• Saved data entries:
Issue #4187, opened 2023-06-26
[Feature Request] Expose CorrelationId from MsalException 


KurzyukovAndrey:
**Problem**
We need to meter `CorrelationId` in case of acquiring a token. However, we cannot retrieve `CorrelationId` from [MsalException](https://learn.microsoft.com/en-us/dotnet/api/microsoft.identity.client.msalexception?view=msal-dotnet-latest). 

**Use case**
The simplified code of usage is shown below: 

	public async Task<AuthenticationResult> AcquireTokenForClientAsync(
		IEnumerable<string> scopes, 
		Action<AcquireTokenForClientParameterBuilder>? configuration, 
		CancellationToken cancellationToken)
	{
		var acquireTokenBuilder = _confidentialClientApplication.AcquireTokenForClient(scopes);

		// WithCorrelationId might be called here.
		configuration?.Invoke(acquireTokenBuilder);

		try
		{
			var authenticationResult = await acquireTokenBuilder
				.ExecuteAsync(cancellationToken)
				.ConfigureAwait(false);

			// authenticationResult exposes correlationId.
		}
		catch (MsalException ex)
		{
			// MsalException does not expose correlationId. 
			// Cannot use correlationId for metering.
		}
	}

Our consumers call [WithCorrelationId](https://learn.microsoft.com/en-us/dotnet/api/microsoft.identity.client.baseabstractacquiretokenparameterbuilder-1.withcorrelationid?view=msal-dotnet-latest#microsoft-identity-client-baseabstractacquiretokenparameterbuilder-1-withcorrelationid(system-guid)) using configuration parameter. Then, we acquire a token. In case of success, we can retrieve `CorrelationId` from [AuthenticationResult.CorrelationId](https://learn.microsoft.com/en-us/dotnet/api/microsoft.identity.client.authenticationresult.correlationid?view=msal-dotnet-latest#microsoft-identity-client-authenticationresult-correlationid). But we cannot retrieve it from [MsalException](https://learn.microsoft.com/en-us/dotnet/api/microsoft.identity.client.msalexception?view=msal-dotnet-latest).

**Proposal**
Expose `CorrelationId` for all exceptions.

**Additional context**
[...]

PR #4649, opened 2024-02-28
Adding correlation id to MSAL Exception

trwalke:
Fixes #
Fix for https://github.com/AzureAD/microsoft-authentication-library-for-dotnet/issues/4187

Adding correlation id to `MsalException` class

**Testing**
Unit

**Performance impact**

**Documentation**

### DIFF
--- a/tests/Microsoft.Identity.Test.Unit/ExceptionTests/MsalExceptionTests.cs
+++ b/tests/Microsoft.Identity.Test.Unit/ExceptionTests/MsalExceptionTests.cs
@@ -6,6 +6,7 @@ using System.Data.SqlClient;
 using System.Net;
 using System.Net.Http;
 using System.Net.Http.Headers;
+using System.Threading.Tasks;
 using Microsoft.Identity.Client;
 using Microsoft.Identity.Client.Http;
 using Microsoft.Identity.Client.Internal;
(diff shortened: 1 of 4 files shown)


tests/Microsoft.Identity.Test.Unit/ExceptionTests/MsalExceptionTests.cs
```diff
@@ -432,6 +433,24 @@ public void ExceptionsPropertiesHavePublicSetters()
...
+        public async Task CorrelationIdInExceptions()
+        {
+            var ex = await AssertException.TaskThrowsAsync<MsalUiRequiredException>(async () =>
+                {
+                    var app = PublicClientApplicationBuilder
+                    .Create(TestConstants.ClientId)
+                    .WithDefaultRedirectUri()
+                    .Build();
+
+                    await app.AcquireTokenSilent(TestConstants.s_graphScopes, TestConstants.s_user).ExecuteAsync().ConfigureAwait(false);
```
bgavrilMS, line 446: Can we have a test where you add a "WithCorrelationId(xyz)" and match that up?

tests/Microsoft.Identity.Test.Unit/ExceptionTests/MsalExceptionTests.cs
```diff
@@ -432,6 +433,24 @@ public void ExceptionsPropertiesHavePublicSetters()
             AssertPropertyHasPublicGetAndSet(typeof(MsalServiceException), "CorrelationId");
         }
 
+        [TestMethod]
+        public async Task CorrelationIdInExceptions()
+        {
+            var ex = await AssertException.TaskThrowsAsync<MsalUiRequiredException>(async () =>
```
bgavrilMS, line 439: This is fine, but MsalUIRequiredException already had this correlation ID. 

How about adding (or changing) a test that results in a real MsalClientException? Maybe this one - https://github.com/AzureAD/microsoft-authentication-library-for-dotnet/blob/main/src/client/Microsoft.Identity.Client/Internal/JsonWebToken.cs#L158

bgavrilMS (changes requested):
Have a test that ends up in MsalClientException

tests/Microsoft.Identity.Test.Unit/ExceptionTests/MsalExceptionTests.cs
trwalke: Yeah, I was looking for a way to trigger the client exception. this will work. thanks

bgavrilMS (approved):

• Required action:
The records must be given again in full, exactly as shown.

• Written solution:
Issue #4187, opened 2023-06-26
[Feature Request] Expose CorrelationId from MsalException 


KurzyukovAndrey:
**Problem**
We need to meter `CorrelationId` in case of acquiring a token. However, we cannot retrieve `CorrelationId` from [MsalException](https://learn.microsoft.com/en-us/dotnet/api/microsoft.identity.client.msalexception?view=msal-dotnet-latest). 

**Use case**
The simplified code of usage is shown below: 

	public async Task<AuthenticationResult> AcquireTokenForClientAsync(
		IEnumerable<string> scopes, 
		Action<AcquireTokenForClientParameterBuilder>? configuration, 
		CancellationToken cancellationToken)
	{
		var acquireTokenBuilder = _confidentialClientApplication.AcquireTokenForClient(scopes);

		// WithCorrelationId might be called here.
		configuration?.Invoke(acquireTokenBuilder);

		try
		{
			var authenticationResult = await acquireTokenBuilder
				.ExecuteAsync(cancellationToken)
				.ConfigureAwait(false);

			// authenticationResult exposes correlationId.
		}
		catch (MsalException ex)
		{
			// MsalException does not expose correlationId. 
			// Cannot use correlationId for metering.
		}
	}

Our consumers call [WithCorrelationId](https://learn.microsoft.com/en-us/dotnet/api/microsoft.identity.client.baseabstractacquiretokenparameterbuilder-1.withcorrelationid?view=msal-dotnet-latest#microsoft-identity-client-baseabstractacquiretokenparameterbuilder-1-withcorrelationid(system-guid)) using configuration parameter. Then, we acquire a token. In case of success, we can retrieve `CorrelationId` from [AuthenticationResult.CorrelationId](https://learn.microsoft.com/en-us/dotnet/api/microsoft.identity.client.authenticationresult.correlationid?view=msal-dotnet-latest#microsoft-identity-client-authenticationresult-correlationid). But we cannot retrieve it from [MsalException](https://learn.microsoft.com/en-us/dotnet/api/microsoft.identity.client.msalexception?view=msal-dotnet-latest).

**Proposal**
Expose `CorrelationId` for all exceptions.

**Additional context**
[...]

PR #4649, opened 2024-02-28
Adding correlation id to MSAL Exception

trwalke:
Fixes #
Fix for https://github.com/AzureAD/microsoft-authentication-library-for-dotnet/issues/4187

Adding correlation id to `MsalException` class

**Testing**
Unit

**Performance impact**

**Documentation**

### DIFF
--- a/tests/Microsoft.Identity.Test.Unit/ExceptionTests/MsalExceptionTests.cs
+++ b/tests/Microsoft.Identity.Test.Unit/ExceptionTests/MsalExceptionTests.cs
@@ -6,6 +6,7 @@ using System.Data.SqlClient;
 using System.Net;
 using System.Net.Http;
 using System.Net.Http.Headers;
+using System.Threading.Tasks;
 using Microsoft.Identity.Client;
 using Microsoft.Identity.Client.Http;
 using Microsoft.Identity.Client.Internal;
(diff shortened: 1 of 4 files shown)


tests/Microsoft.Identity.Test.Unit/ExceptionTests/MsalExceptionTests.cs
```diff
@@ -432,6 +433,24 @@ public void ExceptionsPropertiesHavePublicSetters()
...
+        public async Task CorrelationIdInExceptions()
+        {
+            var ex = await AssertException.TaskThrowsAsync<MsalUiRequiredException>(async () =>
+                {
+                    var app = PublicClientApplicationBuilder
+                    .Create(TestConstants.ClientId)
+                    .WithDefaultRedirectUri()
+                    .Build();
+
+                    await app.AcquireTokenSilent(TestConstants.s_graphScopes, TestConstants.s_user).ExecuteAsync().ConfigureAwait(false);
```
bgavrilMS, line 446: Can we have a test where you add a "WithCorrelationId(xyz)" and match that up?

tests/Microsoft.Identity.Test.Unit/ExceptionTests/MsalExceptionTests.cs
```diff
@@ -432,6 +433,24 @@ public void ExceptionsPropertiesHavePublicSetters()
             AssertPropertyHasPublicGetAndSet(typeof(MsalServiceException), "CorrelationId");
         }
 
+        [TestMethod]
+        public async Task CorrelationIdInExceptions()
+        {
+            var ex = await AssertException.TaskThrowsAsync<MsalUiRequiredException>(async () =>
```
bgavrilMS, line 439: This is fine, but MsalUIRequiredException already had this correlation ID. 

How about adding (or changing) a test that results in a real MsalClientException? Maybe this one - https://github.com/AzureAD/microsoft-authentication-library-for-dotnet/blob/main/src/client/Microsoft.Identity.Client/Internal/JsonWebToken.cs#L158

bgavrilMS (changes requested):
Have a test that ends up in MsalClientException

tests/Microsoft.Identity.Test.Unit/ExceptionTests/MsalExceptionTests.cs
trwalke: Yeah, I was looking for a way to trigger the client exception. this will work. thanks

bgavrilMS (approved):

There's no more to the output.